Robust Multivariate Methods for Income Data.
03 - Sammelband
Primary target group
Created while belonging to FHNW?
With the EU Statistics on Income and Living Conditions (EU-SILC), the European Union established a coordinated survey and adopted a set of indicators (Laeken indicators) to monitor poverty and social cohesion. In particular, the monetary Laeken indicators are based on the equivalized disposable income per person, an aggregation and redistribution of person- and household-specific income components (e.g., income from employment and capital; unemployment-, old-age-, survivors'-, and disability benefits, etc.). To understand this highly complex data the components that are exclusively measured at household-level are distributed among the household members while the individual components are investigated before they are aggregated and redistributed to all household members. The personal income components show the following characteristics: the marginal distribution of each component is heavily skewed and has a remarkable point mass at zero, the joint distribution of the components is far from being elliptically contoured (even after appropriate transformation), an overwhelming majority of observations lies on subspaces i.e., exhibits structural zeros on certain dimension (e.g., individuals on working age with a positive employee-cash income do neither receive old-age nor unemployment benefits, and vice versa), within subspaces the observations are clustered with respect to non-monetary, socio-economic characteristics, many components have missing values, and finally there are outliers in many components but in addition there are genuinely multivariate outliers.

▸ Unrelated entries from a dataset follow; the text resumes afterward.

PR #692, opened 2017-07-10
RowMap minor fixes, optimizations and test cases

tariq1890:
- Added a null check for pkColumns. I felt this was required as pkColumns was being passed as null in other RowMap test cases. Thus, we must account for the possibility of null values of pkColumns. In the current code passing a null pkColumn value will result in a NullpointerException when calling pkToJsonHash() method.

- Convert String concatenation operation to append operation of StringBuilder. String concatenation would be a huge overhead, especially in loops.

- I've written JUnit test cases for the code around these changes.

### DIFF
--- a/src/test/java/com/zendesk/maxwell/row/RowMapTest.java
+++ b/src/test/java/com/zendesk/maxwell/row/RowMapTest.java
@@ -12,9 +12,15 @@ import java.util.*;
 import java.util.regex.Pattern;
 
 public class RowMapTest {
+
+	private static final long TIMESTAMP_MILLISECONDS = 1496712943447L;
+
+	private static final Position POSITION = new Position(new BinlogPosition(1L, "binlog-0001"), 0L);
+
+
 	@Test
 	public void testGetDataMaps() throws Exception {
-		RowMap rowMap = new RowMap("insert", "MyDatabase", "MyTable", 1234567890L, null, null);
+		RowMap rowMap = new RowMap("insert", "MyDatabase", "MyTable", 1234567890L, new ArrayList<String>(), null);
 		rowMap.putData("foo", "bar");
 		rowMap.putOldData("fiz", "buz");
 
@@ -43,14 +49,12 @@ public class RowMapTest {
 
 	@Test
 	public void testTimestampConversion() throws Exception {
-		long timestampMillis = 1496712943447L;
 		long timestampSeconds = 1496712943;
 
-		Position position = new Position(new BinlogPosition(1L, "binlog-0001"), 0L);
-		RowMap rowMap = new RowMap("insert", "MyDatabase", "MyTable", timestampMillis, null, position);
+		RowMap rowMap = new RowMap("insert", "MyDatabase", "MyTable", TIMESTAMP_MILLISECONDS, new ArrayList<String>(), POSITION);
 
 		Assert.assertEquals(timestampSeconds, rowMap.getTimestamp().longValue());
-		Assert.assertEquals(timestampMillis, rowMap.getTimestampMillis().longValue());
+		Assert.assertEquals(TIMESTAMP_MILLISECONDS, rowMap.getTimestampMillis().longValue());
 		Map<String, Object> output = MaxwellTestJSON.parseJSON(rowMap.toJSON());
 
 		int ts = (int) output.get("ts");
@@ -60,17 +64,13 @@ public class RowMapTest {
 	@Test
 	public void testPkToJsonHash() throws IOException {
 
-		long timestampMillis = 1496712943447L;
-
 		List<String> pKeys = new ArrayList<>();
 
 		pKeys.add("id");
 
 		pKeys.add("name");
 
-		Position position = new Position(new BinlogPosition(1L, "binlog-0001"), 0L);
-
-		RowMap rowMap = new RowMap("insert", "MyDatabase", "MyTable", timestampMillis, pKeys, position);
+		RowMap rowMap = new RowMap("insert", "MyDatabase", "MyTable", TIMESTAMP_MILLISECONDS, pKeys, POSITION);
 
 		rowMap.putData("id", "9001");
 		rowMap.putData("name", "example");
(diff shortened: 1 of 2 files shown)


tariq1890:
That's odd. I thought these changes were pretty minor. It seems to fail when the environment variable is set to MySQL version 5.6

src/test/java/com/zendesk/maxwell/row/RowMapTest.java
```diff
@@ -55,4 +56,198 @@ public void testTimestampConversion() throws Exception {
...
+		RowMap rowMap = new RowMap("insert", "MyDatabase", "MyTable", timestampMillis,
+				null, position);
+
+		rowMap.putData("id", "9001");
+		rowMap.putData("first_name", "foo");
+		rowMap.putData("middle_name", "buzz");
+		rowMap.putData("last_name", "bar");
+		rowMap.putData("salary", "4000");
+		rowMap.putData("department", "science");
+        rowMap.putData("rawJSON", new RawJSONString("{\"database\":\"MyDatabase\",\"table\":\"User\",\"type\":\"insert\",\"ts\":1486439516,\"xid\":5694,\"commit\":true,\"data\":{\"UserID\":20,\"FirstName\":\"Fiz\",\"MiddleName\":null,\"LastName\":\"Buz\",\"Version\":1486703131000}}\n"));
```
timbertson: You can probably make this shorter - it's effectively string concat, right? It could probably be pulled out into a variable and reused, too.

src/test/java/com/zendesk/maxwell/row/RowMapTest.java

The influence of outliers and outlier treatments on the components and on the equivalized disposable income and the Laeken indicators are investigated. In particular the outliers may have a considerable effect on the the Laeken indicators. The presentation shows the development of outlier detection and imputation methods which are capable to treat the structural zeros appropriately, which work with missing values, which cope with the complex nature of the data, which take the sampling design into account, and which are still computationally feasible.